What follows are a by-committee series of escapades -- some gross (a Lilliputian gets lost in a butt crack, Gulliver puts out a fire with his pee), some romantic (we get not one, but two equally uninteresting love stories), but mostly just unfunny bits of … stuff. And hey, I like Jack Black at a time when most people have grown tiresome of his shucking and jiving routine. But he seems lost and floundering here. So does Jason Segal who, as Gulliver’s best buddy amongst the Lilliputians, is asked to do nothing more than the play the straightest of straight men to Black and pine over Emily Blunt’s Princess Mary.
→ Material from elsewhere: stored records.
PR #780, opened 2026-06-17
Auto-provision tools chroot for ACL package ops

liulanze:
Adds automatic provisioning of a tools chroot for distros without an in-image package manager, today: ACL. 

IC resolves a distro to OCI reference (e.g. mcr.microsoft.com/azurelinux/base/core:3.0), pulls and extracts it into a digest-keyed cache (--image-cache-dir → $XDG_CACHE_HOME → $HOME/.cache), and stages a working copy under <buildDir>/toolsroot/ for safechroot to drive tdnf. 

No new CLI flags. All wiring is gated on DistroHandler.NeedsToolsChroot(), which returns false for AZL3/AZL4/Ubuntu/Fedora, so existing distros are unchanged. 

New code lives in pkg/imagecustomizerlib/toolschroot/: resolver.go (distro to ref map), pull.go (oras-go fetch + multi-arch resolution + atomic cache promotion), extract.go (streaming OCI tar apply with whiteout handling).


toolkit/tools/pkg/imagecustomizerlib/toolschroot_setup.go
```diff
@@ -0,0 +1,86 @@
+// Copyright (c) Microsoft Corporation.
```
cwize1, line 1: Filenames should not have underscores in them, since underscore has a special meaning in Go. For example, `_test.go`.

The distrohandler files are an exception and should probably be renamed.

toolkit/tools/pkg/imagecustomizerlib/toolschroot/resolver.go
```diff
@@ -0,0 +1,46 @@
...
+
+var ErrUnsupportedDistro = errors.New("no built-in tools chroot container is registered for this distro/version")
+
+type mapKey struct {
+	distro    targetos.Distro
+	versionId string
+}
+
+// ACL has no package manager in its image; AZL3 base provides the tdnf userspace.
+var builtInContainerRefs = map[mapKey]string{
```
cwize1, line 23: Unfortunately, we need to verify the signature of the container.

For the Azure Linux containers, these should be signed with notary. Notary is also used to sign the VHDX OCIs. So, you should be able to reuse some of the existing IC code.

For Fedora, these are signed with sigstore cosign signatures. So, we'll need new logic for these. (So, it might be worth handling Fedora in a separate change.)

toolkit/tools/pkg/imagecustomizerlib/imagecustomizer.go
```diff
@@ -673,8 +674,38 @@ func customizeImageHelper(ctx context.Context, rc *ResolvedConfig, partitionsCus
...
+	// so that package operations can run as `tdnf --installroot=/_imageroot`.
+	// For these distros, mount the image inside the tools chroot at
+	// /<toolsRootImageDir>/; for everything else, keep the existing behavior of
+	// mounting the image directly under the build dir.
+	var (
+		toolsChroot      *safechroot.Chroot
+		connectBuildDir  = rc.BuildDirAbs
+		connectChrootDir = "imageroot"
+	)
+	if distroHandler.NeedsToolsChroot() {
```
cwize1, line 687: Customizing an ACL image doesn't need the tools chroot unless the user is trying to install/update packages. So, the tools chroot isn't always needed.

Also, I would like to avoid having such a big difference in behavior between distros. This type of inconsistency can be confusing for users.

Also, we should have an API that allows users to opt-in for the `customize` command.

So, I think we should add a new CLI arg to `create` and `customize` called something like `--tools-dir-auto` that invokes this behavior.

toolkit/tools/pkg/imagecustomizerlib/toolschroot/resolver.go
```diff
@@ -0,0 +1,46 @@
...
+	{targetos.AzureLinux, "2.0"}: "mcr.microsoft.com/cbl-mariner/base/core:2.0",
+	{targetos.AzureLinux, "3.0"}: "mcr.microsoft.com/azurelinux/base/core:3.0",
+	// AZL4 is only published under `-beta` until GA.
+	{targetos.AzureLinux, "4.0"}:          "mcr.microsoft.com/azurelinux-beta/base/core:4.0",
+	{targetos.AzureContainerLinux, "3.0"}: "mcr.microsoft.com/azurelinux/base/core:3.0",
+	{targetos.Fedora, "42"}:               "quay.io/fedora/fedora:42",
+}
+
+func Resolve(target targetos.TargetOs) (string, error) {
```
cwize1, line 32: Any reason `Resolve` is public? (Capital first letter.)

toolkit/tools/pkg/imagecustomizerlib/toolschroot_setup.go
```diff
@@ -0,0 +1,86 @@
...
+	"ToolsChroot:CacheDirUnresolved",
+	"could not determine a cache directory for the auto-provisioned tools chroot")
+
+const (
+	toolsChrootCacheSubdir           = "toolschroot"
+	defaultToolsChrootCacheNamespace = "imagecustomizer"
+)
+
+// resolveToolsChrootCacheDir picks the cache root for auto-provisioned tools chroots, preferring
+// --image-cache-dir, then $XDG_CACHE_HOME, then $HOME/.cache.
```
cwize1, line 29: Drop support for `XDG_CACHE_HOME` and `.cache`. 

These won't really work correctly in the container.

Also, I am not really a fan of tools that automatically place files in hidden places.

toolkit/tools/pkg/imagecustomizerlib/toolschroot/resolver_test.go
```diff
@@ -0,0 +1,51 @@
...
+	"github.com/stretchr/testify/assert"
+)
+
+func TestResolveSupportedDistros(t *testing.T) {
+	cases := []struct {
+		name        string
+		target      targetos.TargetOs
+		expectedRef string
+	}{
+		{"AzureLinux3", targetos.TargetOsAzureLinux3, "mcr.microsoft.com/azurelinux/base/core:3.0"},
```
cwize1, line 20: In general, you shouldn't duplicate product code in test code. And in particular, it isn't worth duplicating information stored in a declarative structure. So, I would just remove the `TestResolveSupportedDistros` test.

toolkit/tools/pkg/imagecustomizerlib/toolschroot/pull.go
```diff
@@ -0,0 +1,263 @@
...
+	"github.com/microsoft/azure-linux-image-tools/toolkit/tools/internal/logger"
+	"github.com/microsoft/azure-linux-image-tools/toolkit/tools/internal/targetos"
+	ocispec "github.com/opencontainers/image-spec/specs-go/v1"
+	"oras.land/oras-go/v2"
+	"oras.land/oras-go/v2/content"
+	"oras.land/oras-go/v2/registry/remote"
+)
+
+var (
+	ErrCacheDirRequired = errors.New("tools chroot cache directory is required")
```
cwize1, line 27: We should probably move `ImageCustomizerError` into its own package so that other packages can reference it. Though, this will be a large change and so should be done in its own PR.

toolkit/tools/pkg/imagecustomizerlib/toolschroot/pull.go
```diff
@@ -0,0 +1,263 @@
...
+	return destDir, nil
+}
+
+func cachePathForDigest(cacheDir string, desc ocispec.Descriptor) string {
+	return filepath.Join(cacheDir, string(desc.Digest.Algorithm()), desc.Digest.Encoded())
+}
+
+// resolveImageManifest descends into a multi-arch index if needed, returning a
+// single-platform image manifest descriptor.
+func resolveImageManifest(ctx context.Context, source oras.ReadOnlyTarget, ref string) (ocispec.Descriptor, error) {
```
cwize1, line 86: Is it possible to deduplicate some of this logic with what's in `oras.go`?

toolkit/tools/pkg/imagecustomizerlib/toolschroot/pull.go
```diff
@@ -0,0 +1,263 @@
...
+		return true
+	default:
+		return false
+	}
+}
+
+// pullAndExtractToCache extracts layers into a staging dir and atomically
+// renames it onto destDir. If another process wins the race, the staging dir
+// is discarded.
+func pullAndExtractToCache(ctx context.Context, source content.ReadOnlyStorage,
```
cwize1, line 123: nit:

```golang
func pullAndExtractToCache(ctx context.Context, source content.ReadOnlyStorage,
	manifestDesc ocispec.Descriptor, destDir string,
) error {
    err := pullAndExtractToCacheHelper(ctx, source, manifestDesc , destDir)
    if err != nil {
        return fmt.Errorf("%w:\n%w", ErrPullFailed, err)
    }

    return nil
}

func pullAndExtractToCacheHelper(ctx context.Context, source content.ReadOnlyStorage,
	manifestDesc ocispec.Descriptor, destDir string,
) error {
    ...
{
```

That way, you don't have to duplicate `ErrPullFailed` on each error case.

toolkit/tools/pkg/imagecustomizerlib/toolschroot/pull.go
```diff
@@ -0,0 +1,263 @@
...
+	manifestDesc ocispec.Descriptor, destDir string,
+) error {
+	parent := filepath.Dir(destDir)
+	if err := os.MkdirAll(parent, 0o755); err != nil {
+		return fmt.Errorf("%w: creating cache parent (%s):\n%w", ErrPullFailed, parent, err)
```
cwize1, line 128: nit: `failed to create cache parent (%s)`

The error message should describe what failed, not what was being done.

Same comment elsewhere.

toolkit/tools/pkg/imagecustomizerlib/toolschroot/pull.go
```diff
@@ -0,0 +1,263 @@
...
+	}
+
+	stagingDir, err := os.MkdirTemp(parent, filepath.Base(destDir)+".tmp-*")
+	if err != nil {
+		return fmt.Errorf("%w: creating staging dir:\n%w", ErrPullFailed, err)
+	}
+	keepStaging := false
```
cwize1, line 135: RE `keepStaging`: In other places, I name this variable `ok`.

toolkit/tools/pkg/imagecustomizerlib/toolschroot/extract.go
```diff
@@ -0,0 +1,292 @@
...
+		}
+
+		if err := applyTarEntry(tr, hdr, root); err != nil {
+			return err
+		}
+	}
+}
+
+func applyTarEntry(tr *tar.Reader, hdr *tar.Header, root *os.Root) error {
+	cleanRel, err := safeJoinRel(hdr.Name)
```
cwize1, line 52: If `os.Root` is being used, then is `safeJoinRel` needed? Why not just let `os.Root` report the error?

toolkit/tools/pkg/imagecustomizerlib/toolschroot/extract.go
```diff
@@ -0,0 +1,292 @@
...
+)
+
+var ErrExtractFailed = errors.New("failed to extract OCI image layer")
+
+const (
+	whiteoutPrefix     = ".wh."
+	opaqueWhiteoutName = ".wh..wh..opq"
+)
+
+// extractTarLayer applies a tar stream onto destDir with OCI/Docker whiteout
```
cwize1, line 24: I think we should use [go-extract](https://github.com/hashicorp/go-extract) here since it is designed to handle a lot of the security problems. Also, it will likely simplify the code a lot.

cwize1 (changes requested):

liulanze:
Closed, in the future this PR can be a refer to more generic new API like `--tool-dirs-auto`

Poor Ms. Blunt has got even less to do. As a result, I spent most of her time on screen contemplating her eerie resemblance to Katy Perry. The only who seems to be having any fun whatsoever is Chris O’Dowd (from beloved BBC comedy The IT Crowd). He spends the movie chewing up the furniture as bad guy General Edward and gets just about the only genuine laugh in the film, chewing out his brethren for buying into Gulliver’s increasing incredulous stories of glory on the Island of Manhattan.

Naturally, the film is being released in 3D for no apparent reason than to get poor susceptible parents to shell out an extra $6 bucks a ticket in an attempt to entertain their kids during their week home from school. This is the kind of movie people don’t expect critics to like, but I swear I went in with an open mind as did my five-year-old. But when he turned to me an hour in and said he was ready to leave it was only my journalistic integrity that kept us sitting there. But dear Milo, I felt your pain.